The cellular pathway by which AT1 receptor blockade during placental ischemia improves autoregulatory function remains unclear, although one can speculate as to possibilities. For example, it has been previously shown that treatment with losartan increases the amount of AngIV produced which ultimately leads to an increased AngIII production and activation of the vascular protective AT2 receptor [29]. Another possibility may relate to evidence showing that AngII reduces immunolabeled βENaC in renal vascular smooth muscle [30]. This is potentially important because βENaC is an essential component of the vascular mechanosensor that contributes to the myogenic response [31], and we previously showed that βENaC protein expression is lower in cerebral arteries from placental ischemic rats when compared with normal pregnant rats [17]. Therefore, if cerebral vascular responses to AngII mirror those in the renal vasculature, it may be that angiotensin mediated downregulation of βENaC is a contributing mechanism.
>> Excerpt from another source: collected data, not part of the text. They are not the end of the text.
PR #2191, opened 2023-06-06
test/other: add test for action-script

rst0git:
This pull request is introducing a test for the action-script functionality of CRIU to verify that `pre-dump`, `post-dump`, `pre-restore`, `pre-resume`, `post-restore`, and `post-resume` hooks are executed during dump/restore.


Snorch (approved):
Nice test.

Note: would be good to have other script points also covered later, like `setup-namespaces`, `post-setup-namespaces`, which are only called in case `root_ns_mask` is not 0, and maybe others https://github.com/checkpoint-restore/criu/blob/988a5f4816d5bf651f9cdfa8b85359da18a77a7c/criu/action-scripts.c#L21.

PR #2194, opened 2023-06-14
A set of assorted fixes in logging and error propagation.

osctobe:
The changes in this series are mostly independent and could be applied individually. If there are change requests I'll shuffle relevant commits to the back when addressing them.

### DIFF
--- a/criu/include/sk-inet.h
+++ b/criu/include/sk-inet.h
@@ -69,6 +69,7 @@ extern int inet_connect(int sk, struct inet_sk_info *);
 
 #ifdef CR_NOGLIBC
 #define setsockopt sys_setsockopt
+#define pr_perror(fmt, ...) pr_err(fmt ": errno %d\n", ##__VA_ARGS__, -ret)
 #endif
 static inline void tcp_repair_off(int fd)
 {
@@ -76,7 +77,7 @@ static inline void tcp_repair_off(int fd)
 
 	ret = setsockopt(fd, SOL_TCP, TCP_REPAIR, &aux, sizeof(aux));
 	if (ret < 0)
-		pr_err("Failed to turn off repair mode on socket\n");
+		pr_perror("Failed to turn off repair mode on socket %d", fd);
 }
 
 extern void tcp_locked_conn_add(struct inet_sk_info *);


criu/include/log.h
```diff
@@ -60,6 +60,8 @@ void flush_early_log_buffer(int fd);
 
 #define pr_perror(fmt, ...) pr_err(fmt ": %s\n", ##__VA_ARGS__, strerror(errno))
 
+#define pr_pwarn(fmt, ...) pr_warn(fmt ": %s\n", ##__VA_ARGS__, strerror(errno))
```
Snorch, line 63: As you add `pr_pwarn` new printing function, you also need to update `lint` accordingly.

criu/include/sk-inet.h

Another possibility by which AngII can induce impaired vascular reactivity is through generation of reactive oxygen species (ROS) (reviewed extensively in [22]). Thus, it is possible that increased vascular ROS production in the setting of placental ischemia, primes the vasculature for increased injury in response to endogenous and exogenous levels of AngII or AT1-AA. This possibility will be addressed in future studies.
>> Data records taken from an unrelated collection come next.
PR #2196, opened 2023-06-15
Guarantee run-id uniqueness

osctobe:
The first patch improves on run-id generation to make it guaranteed to be unique on a running machine.
Second removes wrapping tests in an empty netns that was working around the lack of run-id uniqueness.

### DIFF
--- a/criu/util.c
+++ b/criu/util.c
@@ -1880,11 +1880,16 @@ uint64_t criu_run_id;
 
 void util_init(void)
 {
-	struct timespec tp;
+	struct stat statbuf;
 
-	clock_gettime(CLOCK_MONOTONIC, &tp);
-	criu_run_id = ((uint64_t)getpid() << 32) + tp.tv_sec + tp.tv_nsec;
+	criu_run_id = getpid();
+	if (!stat("/proc/self/ns/pid", &statbuf))
+		criu_run_id |= (uint64_t)statbuf.st_ino << 32;
+	else if (errno != ENOENT)
+		pr_perror("Can't stat /proc/self/ns/pid - CRIU run id might not be unique");
+
 	compel_run_id = criu_run_id;
+	pr_info("CRIU run id = %#" PRIx64 "\n", criu_run_id);
 }
 
 /*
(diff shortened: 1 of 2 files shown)


test/zdtm_ct.c
```diff
@@ -102,10 +102,9 @@ int main(int argc, char **argv)
 	/*
 	 * pidns is used to avoid conflicts
 	 * mntns is used to mount /proc
-	 * net is used to avoid conflicts of parasite sockets
```
avagin, line 105: This isn't the only reason. We want to isolate network tests from each other. All our tcp tests use hard-coded port numbers and they will start failing with this change.

criu/util.c
```diff
@@ -1880,11 +1880,13 @@ uint64_t criu_run_id;
...
 void util_init(void)
 {
-	struct timespec tp;
+	struct stat statbuf;
 
-	clock_gettime(CLOCK_MONOTONIC, &tp);
-	criu_run_id = ((uint64_t)getpid() << 32) + tp.tv_sec + tp.tv_nsec;
+	criu_run_id = getpid();
+	if (!stat("/proc/self/ns/pid", &statbuf))
+		criu_run_id |= (uint64_t)statbuf.st_ino << 32;
```
avagin, line 1887: fall back to the clock_gettime way if /proc/self/ns/pid isn't accessible.  Conflicts with clock_gettime() are almost impossible.

osctobe: If pidns is not enabled in kernel, then names based on CRIU's pid alone are already machine-level unique.

avagin: In this case, you need to check that errno is ENOENT and report errors in other cases.

test/zdtm_ct.c
avagin: If you want to run tests without network namespaces in your environment, you can introduce an environment variable for that.

osctobe: Ok, I didn't see any tcp test failures, but maybe because I ran them with test sharding enabled. I'll rework the comment then instead of this patch.

PR #705, opened 2022-08-22
Storage was implemented

not4und:


src/main/java/core/basesyntax/impl/StorageImpl.java
```diff
@@ -1,19 +1,52 @@
...
+            values[keyIndex] = value;
+            return;
+        }
+        if (size < 10) {
+            keys[size] = key;
+            values[size] = value;
+            size++;
+        } else {
+            throw new RuntimeException("Key: '" + key + "' not found and Storage is full.");
+        }
```
```suggestion
        if (keyIndex >= 0) {
            values[keyIndex] = value;
            return;
        } else {
             keys[size] = key;
            values[size] = value;
            size++;
        }
```

You do not need this check, and you are not asked to throw out exceptions in the problem statement

src/main/java/core/basesyntax/impl/StorageImpl.java
```diff
@@ -1,19 +1,52 @@
...
     }
 
     @Override
     public V get(K key) {
-        return null;
+        int keyIndex = getKeyIndex(key);
+        return keyIndex >= 0 ? values[keyIndex] : null;
```
zachar-chorny, line 36: Also, put the keyIndex >= 0 check together with the getKeyIndex method call into a separate private method. It's better to do this because you use this code in both methods

zachar-chorny (changes requested):

src/main/java/core/basesyntax/impl/StorageImpl.java
not4und: How? What do you mean?

src/main/java/core/basesyntax/impl/StorageImpl.java
```diff
@@ -1,19 +1,48 @@
 package core.basesyntax.impl;
 
 import core.basesyntax.Storage;
+import java.util.Objects;
 
 public class StorageImpl<K, V> implements Storage<K, V> {
+    private static final int MAX_STORAGE_SIZE = 10;
+    private final K[] keys;
+    private final V[] values;
+    private int size = 0;
```
```suggestion
    private int size;
```
size is 0 by default

aaananas (approved):
great job

PR #706, opened 2022-08-23
jv-storage

VolodymyrBarik:
7 out of 7 tests done

### DIFF
--- a/src/main/java/core/basesyntax/impl/StorageImpl.java
+++ b/src/main/java/core/basesyntax/impl/StorageImpl.java
@@ -3,17 +3,54 @@ package core.basesyntax.impl;
 import core.basesyntax.Storage;
 
 public class StorageImpl<K, V> implements Storage<K, V> {
+    private static final int MAX_ITEMS_NUMBER = 10;
+    private final K[] keys = (K[]) new Object[MAX_ITEMS_NUMBER];
+    private final V[] values = (V[]) new Object[MAX_ITEMS_NUMBER];
+    private int storageSize = 0;
+
     @Override
     public void put(K key, V value) {
+        for (int i = 0; i < keys.length; i++) {
+            if (key != null && keys[i] == null && values[i] != null) {
+                continue;
+            }
+            if (keys[i] != null && keys[i].equals(key)) {
+                values[i] = value;
+                break;
+            }
+            if (key == null && keys[i] == null && value != null && values[i] == null) {
+                values[i] = value;
+                storageSize++;
+                break;
+            }
+            if (key == null && keys[i] == null && value != null && values[i] != null) {
+                values[i] = value;
+                break;
+            }
+            if (keys[i] == null && key != null) {
+                keys[i] = key;
+                values[i] = value;
+                storageSize++;
+                break;
+            }
+        }
     }
 
     @Override
     public V get(K key) {
+        for (int index = 0; index < storageSize; index++) {
+            if (key == null && keys[index] == null) {
+                return values[index];
+            }
+            if (keys[index] != null && keys[index].equals(key)) {
+                return values[index];
+            }
+        }
         return null;
     }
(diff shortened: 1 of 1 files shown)


src/main/java/core/basesyntax/impl/StorageImpl.java
```diff
@@ -3,17 +3,54 @@
 import core.basesyntax.Storage;
 
 public class StorageImpl<K, V> implements Storage<K, V> {
+    private static final int MAX_ITEMS_NUMBER = 10;
+    private final K[] keys = (K[]) new Object[MAX_ITEMS_NUMBER];
+    private final V[] values = (V[]) new Object[MAX_ITEMS_NUMBER];
+    private int storageSize = 0;
+
     @Override
```
aaananas, line 11:
```suggestion
    private final K[] keys;
    private final V[] values;
    private int size;
    
    public StorageImpl() {
        keys = (K[]) new Object[MAX_ITEMS_NUMBER];
       values = (V[]) new Object[MAX_ITEMS_NUMBER];
    }

    @Override
```

src/main/java/core/basesyntax/impl/StorageImpl.java
```diff
@@ -3,17 +3,54 @@
...
+                values[i] = value;
+                storageSize++;
+                break;
+            }
+        }
     }
 
     @Override
     public V get(K key) {
+        for (int index = 0; index < storageSize; index++) {
```
aaananas, line 41:
```suggestion
        for (int i = 0; i < storageSize; i++) {
```
use i inside for

src/main/java/core/basesyntax/impl/StorageImpl.java
```diff
@@ -3,17 +3,54 @@
...
+            if (key == null && keys[index] == null) {
+                return values[index];
+            }
+            if (keys[index] != null && keys[index].equals(key)) {
+                return values[index];
+            }
```
aaananas, line 47:
```suggestion
            if (key = keys[i] 
                        || keys[i] != null && keys[i].equals(key)) {
                return values[i];
            }
```
can be simplified

src/main/java/core/basesyntax/impl/StorageImpl.java
```diff
@@ -3,17 +3,54 @@
...
+                values[i] = value;
+                break;
+            }
+            if (keys[i] == null && key != null) {
+                keys[i] = key;
+                values[i] = value;
+                storageSize++;
+                break;
+            }
+        }
```
aaananas, line 36:
```suggestion
        for (int i = 0; i < keys.length; i++) {
             if (keys[i] == key 
                          || key != null && key.equals(keys[i])) {
                          values[i] = value;
                          return;
            }
        }
        keys[size] = key;
        values[size] = value;
        size++;
```
can be simplified

aaananas (changes requested):

src/main/java/core/basesyntax/impl/StorageImpl.java
```diff
@@ -3,17 +3,44 @@
...
+        values[storageSize] = value;
+        storageSize++;
     }
 
     @Override
     public V get(K key) {
+        for (int i = 0; i < storageSize; i++) {
+            if (key == keys[i]
+                    || keys[i] != null && keys[i].equals(key)
+                    || key == null && keys[i] == null && values[i] != null) {
```
Rommelua, line 35:
```suggestion
                    || key == null && keys[i] == null) {
```

Rommelua (changes requested):
Good job. Think about what if we call put() method more than 10 times? I think we should throw RuntimeException with the informative message "Storage is full" for example.

aaananas (changes requested):

aaananas (approved):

We also considered the possibility of a role for the AT1-AA. AT1-AA was first reported in women with preeclamptic pregnancies by Wallukat et al. [12]. AT1-AA is thought to act by increasing the sensitivity of the AT1 receptor; however, its role in the cerebral vasculature has not been examined until now. Previously published work from the LaMarca laboratory reports that placental ischemia increases the production of AT1-AA in rats [15]. Moreover, infusion of the AT1-AA into pregnant rats replicates features of the placental ischemic model including the hypertension [32]. In the present study, infusion of the AT1-AA did not increase MAP. This result is more in line with the work of Wenzel et al. who generated an activating AT1 receptor antibody (AT1-AB) with the same chronotropic activity as the AT1-AA, but by itself did not cause changes in MAP in pregnant rats [33]. The reason for the difference in blood pressure response is not clear; however, it may be due to genetic differences in the rats used in the studies. The original studies utilized Sprague Dawley (SD) rats, whereas the present study was performed in CD rats, a sub-strain of SD rats. Interestingly, infusion of the AT1-AA caused impaired CBF autoregulation in pregnant rats, suggesting that it may play a mechanistic role in the cerebral vascular changes during preeclampsia independent of changes in blood pressure.

Conclusions

Although cerebrovascular events contribute significantly to the morbidity and mortality in patients with preeclampsia, the mechanisms involved are not clear. In this study, we present evidence that blockade of the AT1 receptor with losartan following placental ischemia prevents the hypertension and loss of CBF autoregulation associated with preeclampsia. It remains to be determined whether the lowering of blood pressure or blockade of the receptor is responsible for the improvement. While our data support the idea that the AT1 receptor is a promising therapeutic target for the treatment of cerebrovascular abnormalities associated with placental ischemia and preeclampsia, RAS inhibition is contraindicated during pregnancy. In addition, we cannot rule out the possibility that AngII or AT1-AA are not directly impacting cerebral vascular function, but rather having an indirect effect in the brain due to actions in other organs. Therefore, tissue specific therapies that target the AT1 receptor or the AT1-AA may be useful as potential therapeutic agents.